By the late 1990s the IRB had in effect banned the shoulder charge by adopting Law 10.4: “A player must not charge or knock down an opponent carrying the ball without trying to grasp that player.”

It was an amendment that initially passed without much debate, if any, as the tactic had long vanished as a part of the game. The trigger for the law change is thought to have been a pre-emptive strike to prevent league’s growing predilection for shoulder charges re-entering the code, or the outcome of studies on potential injury risks and insurance costs in a litigious age, specifically in the USA where many players coming to rugby had been bred on American football tackling methods.

Even if the shoulder charge was still legal in rugby, the nature of the game compared to league affords few opportunities to utilise it, outside of the backs in open field situations.

League has in many respects de-evolved, returning to rugby’s origins where predictability and repetition afford opportunity to a player possessing a desire to charge an opponent many a likely target.

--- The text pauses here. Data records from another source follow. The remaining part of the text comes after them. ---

PR #6476, opened 2023-11-28
i#3544 RV64: Fix CI rsync issue

derekbruening:
Adds a check for the existence of a package install dir when manually copying packages for the cross-compile setup as it seems to not be present in newer versions of the packages.

Issue: #3544


ksco (approved):
Checked locally, `../extract/lib/` becomes empty now.

derekbruening:
x32 is AMD #6417
win64 is replacall #5412

PR #6477, opened 2023-11-28
i#3544 RV64: Add support for XTheadCmo and XTheadSync extensions

ksco:
Some of these instructions are suddenly used in newer OS release of my SBC LicheePi 4A, so added them to make it happy.

Issue: #3544


core/ir/riscv64/isl/xtheadcmo.txt
```diff
@@ -0,0 +1,14 @@
+# XTheadCmo (Cache Management Operations)
+# Version 1.0
+# https://github.com/T-head-Semi/thead-extension-spec
+
+# Only list instructions that are valid in usermode.
```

It is not hard to identify situations in league where a ball-carrier is not intending to pass the ball – the player returning the kick-off or drop out, the ubiquitous “hit up” from the play-the-ball under the 10m rule.

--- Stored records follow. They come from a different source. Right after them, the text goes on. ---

PR #6479, opened 2023-11-28
i#5505 kernel tracing: Add syscall instr encodings

abhinav92003:
Adds encodings for kernel system call instructions to the trace in raw2trace. Kernel system call traces are decoded using libipt which also provides the instruction encodings. We add support to drir_t to write these encodings to a new buffer which is re-used for all dynamic instances of that instr even across multiple system call traces.

Fixes taken/not-taken detection for conditional branches in the syscall trace.

Adds support in the syscall_mix tool to report the counts of each system call's traces also. Adds sysnum to system call trace start and end markers to achieve this.

Ran all Intel-PT tests locally:

```
$ ctest -VV -R 'SUDO'
...
The following tests passed:
	code_api|client.drpttracer_SUDO-test
	code_api|tool.drcachesim.phys_SUDO # not really PT. Just included because of ctest -R.
	code_api|tool.drcachesim.phys-threads_SUDO # not really PT. Just included because of ctest -R.
	code_api|tool.drcacheoff.phys_SUDO # not really PT. Just included because of ctest -R.
	code_api|tool.drcacheoff.kernel.simple_SUDO
	code_api|tool.drcacheoff.kernel.opcode-mix_SUDO
	code_api|tool.drcacheoff.kernel.syscall-mix_SUDO

100% tests passed, 0 tests failed out of 7

```

Found some flakiness due to #6486 in local runs of the kernel sudo tests, which will be addressed separately.

Issue: #5505


clients/drcachesim/tests/offline-kernel-opcode-mix.templatex
```diff
@@ -0,0 +1,7 @@
+Hello, world!
+Opcode mix tool results:
+.*: total executed instructions
+.*:.*
+.*
```
abhinav92003, line 5: Before this PR, syscall was at the top (all kernel instrs happened to be counted as the last encoding). So this test was useful for me currently. But to make it more useful for future changes, maybe we should check the presence of some kernel-only opcode?

clients/drcachesim/tracer/raw2trace.cpp
```diff
@@ -1032,25 +1036,89 @@ raw2trace_t::process_syscall_pt(raw2trace_thread_data_t *tdata, uint64_t syscall
...
+            // treat this like a cache and clear previously stored encodings
+            // because any re-use in the decode address will confuse our write()
+            // logic (remember that we key encodings using the decode pc).
+            tdata->syscall_instr_encodings_.emplace_back(
+                new uint8_t[SYSCALL_PT_ENCODING_BUF_SIZE]);
+            tdata->syscall_next_encoding_offset_ = 0;
+        }
+        app_pc encode_pc =
+            &tdata->syscall_instr_encodings_.back()[tdata->syscall_next_encoding_offset_];
+        byte *ret = instr_encode_to_copy(dcontext_, instr, encode_pc, orig_pc);
```
derekbruening, line 1104: We already have a copy of the original encoding bits, so I don't think we need to re-encode somewhere else.  See comment above where I'm confused as to why we need multiple layers of copies.

clients/drcachesim/common/options.cpp
```diff
@@ -117,6 +117,14 @@ droption_t<std::string> op_alt_module_dir(
     "analysis tools, or in the raw modules file for post-prcoessing of offline "
     "raw trace files.  This directory takes precedence over the recorded path.");
 
+droption_t<bool> op_ignore_decode_failure(
+    DROPTION_SCOPE_FRONTEND, "ignore_decode_failure", false,
+    "Whether instruction decode failures should be ignored",
+    "Specifies whether failures to decode the instruction encodings should be ignored by "
+    "the analysis tools. This is useful especially when decoding kernel traces collected "
+    "by Intel-PT where decode failures may not indicate a critical issue and can be "
+    "moved past.");
```
derekbruening, line 126: I looked into pt2ir.cpp and I see this:
```
            /* TODO i#2103: Currently, the PT raw data may contain 'STAC' and 'CLAC'
             * instructions that are not supported by Dynamorio.
             */
```
If those are the only 2 missing opcodes, let's just add them to the DR decoder and then not need any of these options.  I suspect it will not be much more work to add those opcodes than to add and plumb through all these options.

clients/drcachesim/tracer/raw2trace.cpp
```diff
@@ -1016,12 +1016,16 @@ raw2trace_t::process_syscall_pt(raw2trace_thread_data_t *tdata, uint64_t syscall
...
+        return false;
+    }
     /* Convert the DR IR to trace entries. */
+    addr_t sysnum =
+        pt_data->header[dynamorio::drmemtrace::PDB_HEADER_SYSNUM_IDX].sysnum.sysnum;
     std::vector<trace_entry_t> entries;
     trace_entry_t start_entry = { .type = TRACE_TYPE_MARKER,
                                   .size = TRACE_MARKER_TYPE_SYSCALL_TRACE_START,
-                                  .addr = 0 };
+                                  .addr = sysnum };
```
derekbruening, line 1028: The docs for this marker need to be updated to say what the value holds.

clients/drcachesim/tracer/raw2trace.cpp
```diff
@@ -1032,25 +1036,89 @@ raw2trace_t::process_syscall_pt(raw2trace_thread_data_t *tdata, uint64_t syscall
     }
     trace_entry_t end_entry = { .type = TRACE_TYPE_MARKER,
                                 .size = TRACE_MARKER_TYPE_SYSCALL_TRACE_END,
-                                .addr = 0 };
+                                .addr = sysnum };
```
derekbruening, line 1039: The docs for this marker need to be updated to say what the value holds.

clients/drcachesim/tracer/raw2trace.cpp
derekbruening, line 1028: The view tool should be updated too, to print the marker value (ditto for _END).

derekbruening (commented):
Not sure about this new option: seems we should just update the decoder.  Also confused about the need for 3rd copy of the encodings.

clients/drcachesim/tracer/raw2trace.cpp
```diff
@@ -1032,25 +1036,89 @@ raw2trace_t::process_syscall_pt(raw2trace_thread_data_t *tdata, uint64_t syscall
...
+                                        instrlist_t *ilist)
+{
+    instr_t *instr = instrlist_first(ilist);
+    while (instr != NULL) {
+        app_pc orig_pc = instr_get_app_pc(instr);
+        int instr_len = instr_length(dcontext_, instr);
+        if (tdata->syscall_instr_encodings_.empty() ||
+            tdata->syscall_next_encoding_offset_ + instr_len >=
+                SYSCALL_PT_ENCODING_BUF_SIZE) {
+            // We allocate new memory to store kernel instruction encodings in
```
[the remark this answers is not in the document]
abhinav92003: >  I see pt2ir is making a copy of the encoding for every instr today

You mean the following? https://github.com/DynamoRIO/dynamorio/blob/cd5521ce48238af7384c79716891640161131c3d/clients/drcachesim/drpt2trace/pt2ir.cpp#L387

That's pt2ir decoding the insn raw bits returned by libipt to create the instr_t used here (we need to create instr_t because the memory address reconstruction logic in ir2trace needs the full instr_t). libipt internally sets those raw bits; insn is discarded after we create the instr_t.

I guess getting the bits from kcore is also a possibility, but I wasn't sure if libipt is doing any other magic in its implementation. But since we have the raw bits given by libipt anyway, I thought there's value in just using that instead of going back into the kcore ourselves.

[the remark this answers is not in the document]
abhinav92003: I think it should be possible to reuse the insn bits here instead of encoding the instr again. Would still be better than getting them from the kcore again ourselves.

clients/drcachesim/tracer/raw2trace.cpp
abhinav92003: Done.

clients/drcachesim/tracer/raw2trace.cpp
abhinav92003: Done.

clients/drcachesim/tracer/raw2trace.cpp
abhinav92003: Done.

clients/drcachesim/common/options.cpp
abhinav92003: Done. #6484

clients/drcachesim/tracer/raw2trace.cpp
abhinav92003: Done. Removed the encode, reusing the bits from PT directly.

clients/drcachesim/tracer/raw2trace.h
```diff
@@ -1182,6 +1187,14 @@ class raw2trace_t {
...
     bool
     process_syscall_pt(raw2trace_thread_data_t *tdata, uint64_t syscall_idx);
+
+    /**
+     * Records the encodings for all instructions in the given ilist. Note that
+     * kernel system call traces gathered using Intel-PT are decoded using libipt
+     * which also provides the instr encodings.
+     */
+    bool
+    track_syscall_pt_encodings(raw2trace_thread_data_t *tdata, instrlist_t *ilist);
```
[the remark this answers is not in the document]
abhinav92003: Changed it to record_encoding in drir.h

clients/drcachesim/tools/opcode_mix.cpp
```diff
@@ -276,7 +283,9 @@ opcode_mix_t::print_results()
     std::sort(sorted.begin(), sorted.end(), cmp_val);
     for (const auto &keyvals : sorted) {
         std::cerr << std::setw(15) << keyvals.second << " : " << std::setw(9)
-                  << decode_opcode_name(keyvals.first) << "\n";
+                  << (keyvals.first == kInvalidOpcode ? "<INVALID>"
+                                                      : decode_opcode_name(keyvals.first))
```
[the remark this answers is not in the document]
abhinav92003: This is reverted now.

clients/drcachesim/tools/opcode_mix.cpp
```diff
@@ -64,19 +64,22 @@ namespace dynamorio {
 namespace drmemtrace {
 
 const std::string opcode_mix_t::TOOL_NAME = "Opcode mix tool";
+constexpr int kInvalidOpcode = -1;
```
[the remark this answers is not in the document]
abhinav92003: This is reverted now.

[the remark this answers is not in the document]
abhinav92003: This is reverted now.

clients/drcachesim/tracer/raw2trace.cpp
```diff
@@ -1032,25 +1036,89 @@ raw2trace_t::process_syscall_pt(raw2trace_thread_data_t *tdata, uint64_t syscall
...
+            // logic (remember that we key encodings using the decode pc).
+            tdata->syscall_instr_encodings_.emplace_back(
+                new uint8_t[SYSCALL_PT_ENCODING_BUF_SIZE]);
+            tdata->syscall_next_encoding_offset_ = 0;
+        }
+        app_pc encode_pc =
+            &tdata->syscall_instr_encodings_.back()[tdata->syscall_next_encoding_offset_];
+        byte *ret = instr_encode_to_copy(dcontext_, instr, encode_pc, orig_pc);
+        if (ret == NULL) {
+            tdata->error = "Failed to encode a system call kernel instruction.";
```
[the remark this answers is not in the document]
abhinav92003: Removed the encoding step.

clients/drcachesim/tests/offline-kernel-opcode-mix.templatex
abhinav92003: Used clac.

clients/drcachesim/drpt2trace/test_simple.templatex
```diff
@@ -0,0 +1,14 @@
...
+          .*
+ \+20   L3 .* mov    \$0x0000000e -> %edx
+ \+25   L3 .* syscall  -> %rcx %r11
+ \+27   L3 .* mov    \$0x0000003c -> %eax
+ \+32   L3 .* mov    \$0x00000000 -> %edi
+ \+37   L3 .* syscall  -> %rcx %r11
+END 0x0000000000000000
+.*
+Number of Instructions: 8
+Number of Trace Entries: 8
```
abhinav92003, line 14: Will fix the missing newline in the next push.

clients/drcachesim/drpt2trace/ir2trace.cpp
```diff
@@ -55,16 +55,19 @@ namespace drmemtrace {
...
+    if (drir == nullptr || drir->get_ilist() == NULL) {
         return IR2TRACE_CONV_ERROR_INVALID_PARAMETER;
     }
-    instr_t *instr = instrlist_first(drir.get_ilist());
+    instr_t *instr = instrlist_first(drir->get_ilist());
+    bool prev_was_repstr = false;
     while (instr != NULL) {
         trace_entry_t entry = {};
+        entry.size = instr_length(GLOBAL_DCONTEXT, instr);
+        entry.addr = (uintptr_t)instr_get_app_pc(instr);
```
derekbruening, line 70: Prefer C++-style casts

clients/drcachesim/drpt2trace/ir2trace.h
```diff
@@ -92,7 +92,7 @@ class ir2trace_t {
      * error code.
      */
     static ir2trace_convert_status_t
-    convert(DR_PARAM_IN drir_t &drir, DR_PARAM_INOUT std::vector<trace_entry_t> &trace,
+    convert(DR_PARAM_IN drir_t *drir, DR_PARAM_INOUT std::vector<trace_entry_t> &trace,
```
derekbruening, line 95: If this pointer is DR_PARAM_IN, make it const.  If it gets modified it should not be _IN.

clients/drcachesim/drpt2trace/pt2ir.cpp
```diff
@@ -379,27 +379,13 @@ pt2ir_t::convert(DR_PARAM_IN const uint8_t *pt_data, DR_PARAM_IN size_t pt_data_
...
-             * instructions that are not supported by Dynamorio.
-             */
-            if (!instr_valid) {
-                /* The decode() function will not correctly identify the raw bits for
-                 * invalid instruction. So we need to set the raw bits of instr manually.
-                 */
-                instr_free_raw_bits(drir.get_drcontext(), instr);
-                instr_set_raw_bits(instr, insn.raw, insn.size);
-                instr_allocate_raw_bits(drir.get_drcontext(), instr, insn.size);
+            if (decode_from_copy(drir->get_drcontext(), insn.raw, (app_pc)insn.ip,
```
derekbruening, line 386: Prefer C++-style casts

clients/drcachesim/drpt2trace/pt2ir.cpp
```diff
@@ -412,7 +398,7 @@ pt2ir_t::convert(DR_PARAM_IN const uint8_t *pt_data, DR_PARAM_IN size_t pt_data_
                 }
 #endif
             }
-            drir.append(instr);
+            drir->append(instr, (app_pc)insn.ip, insn.size, insn.raw);
```
derekbruening, line 401: Prefer C++-style casts

clients/drcachesim/drpt2trace/drir.h
```diff
@@ -72,23 +78,79 @@ class drir_t {
...
+        return decode_pc_[orig_pc].first;
+    }
+
 private:
     void *drcontext_;
     instrlist_t *ilist_;
+#define SYSCALL_PT_ENCODING_BUF_SIZE (1024 * 1024)
+    std::unordered_map<app_pc, std::pair<app_pc, int>> decode_pc_;
+    std::vector<std::unique_ptr<uint8_t[]>> instr_encodings_;
+    size_t next_encoding_offset_ = 0;
```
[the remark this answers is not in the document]
abhinav92003: Each instr_encodings_ vector element is a byte buffer. next_encoding_offset_ is the next available offset into the last byte buffer in instr_encodings_.

Added comments.

clients/drcachesim/drpt2trace/drir.h
```diff
@@ -72,23 +78,79 @@ class drir_t {
...
+            next_encoding_offset_ = 0;
+        }
+        auto it = decode_pc_.find(orig_pc);
+        // We record the encoding only if we don't already have the same encoding for
+        // the given orig_pc.
+        if (it == decode_pc_.end() ||
+            // We confirm that the instruction encoding has not changed. Just in case
+            // the kernel is doing JIT.
+            it->second.second != instr_len ||
+            memcmp(it->second.first, encoding, it->second.second) != 0) {
```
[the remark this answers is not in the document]
abhinav92003: Done.

clients/drcachesim/drpt2trace/ir2trace.cpp
abhinav92003: Done

clients/drcachesim/drpt2trace/pt2ir.cpp
abhinav92003: Done.

clients/drcachesim/drpt2trace/pt2ir.cpp
abhinav92003: Done

clients/drcachesim/drpt2trace/ir2trace.h
abhinav92003: I could've made it const but instrlist_first doesn't have a const param.

abhinav92003: It doesn't get modified so I'll let it be DR_PARAM_IN.

clients/drcachesim/drpt2trace/test_simple.templatex
abhinav92003: Done.

clients/drcachesim/drpt2trace/drir.h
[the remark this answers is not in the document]
abhinav92003: Done.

Charging is a tempting option when these situations give ample occasion to get a head of steam up, and the reward is often the ball-carrier and his team being dispossessed of the ball.

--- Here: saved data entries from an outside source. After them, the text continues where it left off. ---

Issue #6681, opened 2024-02-27
doxygen 1.9.8 build failure on page_home\copydetails


derekbruening:
doxygen 1.9.8 gives this error building the DR docs:

```
CMake Error at api/docs/CMake_rundoxygen.cmake:154 (message):
  *** doxygen failed: ***

  api/docs/home.dox:38: warning: @copybrief or
  @copydoc target 'page_home\copydetails' not found

  api/docs/home.dox:38: warning: @copybrief or
  @copydoc target 'page_home\copydetails' not found
```

derekbruening:
I have a further error on my Mac, though it's the same 1.9.8 doxygen:

```
CMake Error at api/docs/CMake_rundoxygen.cmake:338 (message):
  Cannot find "page_user_docs" menu file
```

Indeed, there aren't any page_*.js files generated!  Yet on another Linux machine with 1.9.8 those are there.

derekbruening:
git blame points to this as the purpose of that part of the CMake code massaging the menu to have the order we want on dynamorio.org: "Moves DynamoRIO Extensions from API Reference into User Docs by moving from navtreedata.js to page_user_docs.js."

derekbruening:
I believe all pieces here are now fixed.  The docs now build on my Mac and Linux machines.

PR #6724, opened 2024-03-26
i#6681: Fix Doxygen file generation for GitHub pages.

brettcoon:
Doxygen 1.9.8 changed the way javascript menu files are generated, by inlining much of the menu hierarchy that was previously written to a separate file per page.

Updates cmake rules to handle the new javascript.  Also removes extra curly braces from a doxygen page that were inadvertently triggering GitHub's Liquid template expansion and removing the intended text.

This fix was verified by building the embedded doxygen files, copying them to a
local dynamorio.github.io workspace, running a Jekyll server to host the pages,
and comparing the local site vs. the online dynamorio.org pages.

Issue: #6681

### DIFF
--- a/api/docs/CMake_rundoxygen.cmake
+++ b/api/docs/CMake_rundoxygen.cmake
@@ -256,6 +256,11 @@ if (embeddable)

With non-contestable play-the-balls and scrums, along with defenders penalised for ball stripping (apart from one-on-one), attempting to mine-blast the ball from a ball-carrier’s hold via body and shoulder charging is all that is left to change the possession flow of the game.

All of this is coupled with a dire mantra that sees all obligations in contact fall upon the tackler (accidental head contact, loose carrying of the ball, not releasing the tackle quickly enough) and to their being penalised and sometimes suspended, while the ball-carrier in league sometimes appears to run in a blissful daze of comfortable routine. You can understand why some one-dimensional ball-carriers make for juicy targets for a shoulder charge exponent.

The question of what is too much force for a shoulder charge can never be answered unilaterally – each situation is different. Certainly don’t make the initial contact be to the head.

Be sure to understand though that league has created the environment to foster the shoulder charge, especially one encompassing a running start.

Be equally sure that a game designed to placate doctors and mothers won’t attract the same number of players, nor tv viewers and spectators.

Ultimately protection and prevention from injury lies with the players themselves on the field.

In Hughes’ description of football at Rugby School (in Tom Brown’s Schooldays) most of the players were involved in the mass of humanity called the scrummage – outside of it were the older players, the ball-carrying ‘dodgers’ and their mortal enemies, the ‘chargers’.

Hughes had it right when he wrote 150 years ago that the dodgers “must have more coolness than the chargers.”

League players getting swatted by the modern-day chargers aren’t exhibiting much coolness of thought, and are a long way from being dodgers and looking after their own protection.

But league lacks the collective intellectual ability and will to enter an internal, let alone public, discourse where it can fully explore its position, its playing rules and tactics, and mount argument to counter the hysterical claims of media, medical professions and other groups.

The cop out would be to change the rule book and further mollify the ball-carrier’s path towards the goal line.

A game without risk is not worth playing, not worth watching.